WORK TASK ▸
Extract the data exactly, missing nothing.

Collected data:
★ ★ ★ ★
PR #127, opened 2018-07-20
Enable mentored bugs from bugzilla to be shown

### LINKED ISSUE #32: Handle mentored bugs for bugzilla
As of now, the bugs we are fetching from bugzilla are those labeled 'good-first-bug' as its tag, when I check on a few website linking to bugsahoy, most of the site mentioned that BugsAhoy are meant for mentored bugs so i think we may need to add capabilities for mentored bugs
TODO: find appropriate query to query mentored bugs

fiennyangeln:
-Refactor project/index.jsx
-Separate it into two routes, /projects/:project/mentored and
/projects/:project
-Move the AppBar into the project/index.jsx since it is similar
for both route
-Add mentored bugs filter using f1 and o1 properties

Closes #32


helfi92:
How do I get this running? I am running https://github.com/mozilla-frontend-infra/bugzilla-graphql-gateway/pull/8 locally for the backend but when I click the "Show me mentored bugs/issues" button I get a network error.

screen shot 2018-07-23 at 10 52 31 am

fiennyangeln:
@helfi92 Sorry forgot to write it down. Use this branch https://github.com/mozilla-frontend-infra/bugzilla-graphql-gateway/pull/8

helfi92:
Are we able to do a query for mentored bugs in addition to the normal bugzilla query we usually do in the beginning with keyword good-first-bug? This would be a better experience than having the user click the filter icon then click the show mentored. I'm okay having to do two separate queries.

helfi92:
What do you mean by "all the bugzilla query"?

fiennyangeln:
i mean including the fetchMore we do after the initial query

helfi92:
Sounds good. Let's give it a try and see how it goes.

fiennyangeln:
@helfi92 found a way not to do more fetch, wdyt?

src/components/TasksTable/index.jsx
```diff
@@ -335,11 +342,26 @@ export default class TasksTable extends Component {
...
+              component={Link}
+              to={{
+                pathname: url.includes('mentored')
+                  ? url.replace('mentored', '')
+                  : `${url}/mentored`.replace('//', '/'),
+                search: this.props.location.search,
+              }}>
+              SHOW{url.includes('mentored') ? ' GOOD FIRST ' : ' MENTORED '}
+              BUGS / ISSUES
+            </Button>
```
helfi92: I believe this button can be removed now.

src/views/Project/bugs.graphql
```diff
@@ -1,21 +1,24 @@
...
+      component
+      lastChanged
+      id
+      keywords
+      summary
+      whiteboard
     }
   }
-}
+}
```
helfi92: Add newline.

src/views/Project/index.jsx
```diff
@@ -92,8 +92,23 @@ const tagReposMapping = repositories =>
     }) => ({
       fetchPolicy: 'network-only',
       variables: {
-        search: {
+        searchGoodFirst: {
```
helfi92: Rename to `goodFirst`.

src/views/Project/index.jsx
```diff
@@ -92,8 +92,23 @@ const tagReposMapping = repositories =>
...
+          ...(productsWithNoComponents(projects[project].products).length
+            ? { products: productsWithNoComponents(projects[project].products) }
+            : {
+                // otherwise, get only the first product and its components
+                // as component is not unique for product thus can't be merged
+                products: Object.keys(projects[project].products[0])[0],
+                components: Object.values(projects[project].products[0])[0],
+              }),
+        },
+        searchMentored: {
```
helfi92: Rename to `mentored`.

src/components/TasksTable/index.jsx
```diff
@@ -335,11 +342,26 @@ export default class TasksTable extends Component {
               ))}
             </TextField>
             <Button
+              className={classes.spacing}
```
helfi92: I think we can remove this class.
★ ★ ★ ★
ANSWER BELOW ▸
PR #127, opened 2018-07-20
Enable mentored bugs from bugzilla to be shown

### LINKED ISSUE #32: Handle mentored bugs for bugzilla
As of now, the bugs we are fetching from bugzilla are those labeled 'good-first-bug' as its tag, when I check on a few website linking to bugsahoy, most of the site mentioned that BugsAhoy are meant for mentored bugs so i think we may need to add capabilities for mentored bugs
TODO: find appropriate query to query mentored bugs

fiennyangeln:
-Refactor project/index.jsx
-Separate it into two routes, /projects/:project/mentored and
/projects/:project
-Move the AppBar into the project/index.jsx since it is similar
for both route
-Add mentored bugs filter using f1 and o1 properties

Closes #32


helfi92:
How do I get this running? I am running https://github.com/mozilla-frontend-infra/bugzilla-graphql-gateway/pull/8 locally for the backend but when I click the "Show me mentored bugs/issues" button I get a network error.

screen shot 2018-07-23 at 10 52 31 am

fiennyangeln:
@helfi92 Sorry forgot to write it down. Use this branch https://github.com/mozilla-frontend-infra/bugzilla-graphql-gateway/pull/8

helfi92:
Are we able to do a query for mentored bugs in addition to the normal bugzilla query we usually do in the beginning with keyword good-first-bug? This would be a better experience than having the user click the filter icon then click the show mentored. I'm okay having to do two separate queries.

helfi92:
What do you mean by "all the bugzilla query"?

fiennyangeln:
i mean including the fetchMore we do after the initial query

helfi92:
Sounds good. Let's give it a try and see how it goes.

fiennyangeln:
@helfi92 found a way not to do more fetch, wdyt?

src/components/TasksTable/index.jsx
```diff
@@ -335,11 +342,26 @@ export default class TasksTable extends Component {
...
+              component={Link}
+              to={{
+                pathname: url.includes('mentored')
+                  ? url.replace('mentored', '')
+                  : `${url}/mentored`.replace('//', '/'),
+                search: this.props.location.search,
+              }}>
+              SHOW{url.includes('mentored') ? ' GOOD FIRST ' : ' MENTORED '}
+              BUGS / ISSUES
+            </Button>
```
helfi92: I believe this button can be removed now.

src/views/Project/bugs.graphql
```diff
@@ -1,21 +1,24 @@
...
+      component
+      lastChanged
+      id
+      keywords
+      summary
+      whiteboard
     }
   }
-}
+}
```
helfi92: Add newline.

src/views/Project/index.jsx
```diff
@@ -92,8 +92,23 @@ const tagReposMapping = repositories =>
     }) => ({
       fetchPolicy: 'network-only',
       variables: {
-        search: {
+        searchGoodFirst: {
```
helfi92: Rename to `goodFirst`.

src/views/Project/index.jsx
```diff
@@ -92,8 +92,23 @@ const tagReposMapping = repositories =>
...
+          ...(productsWithNoComponents(projects[project].products).length
+            ? { products: productsWithNoComponents(projects[project].products) }
+            : {
+                // otherwise, get only the first product and its components
+                // as component is not unique for product thus can't be merged
+                products: Object.keys(projects[project].products[0])[0],
+                components: Object.values(projects[project].products[0])[0],
+              }),
+        },
+        searchMentored: {
```
helfi92: Rename to `mentored`.

src/components/TasksTable/index.jsx
```diff
@@ -335,11 +342,26 @@ export default class TasksTable extends Component {
               ))}
             </TextField>
             <Button
+              className={classes.spacing}
```
helfi92: I think we can remove this class.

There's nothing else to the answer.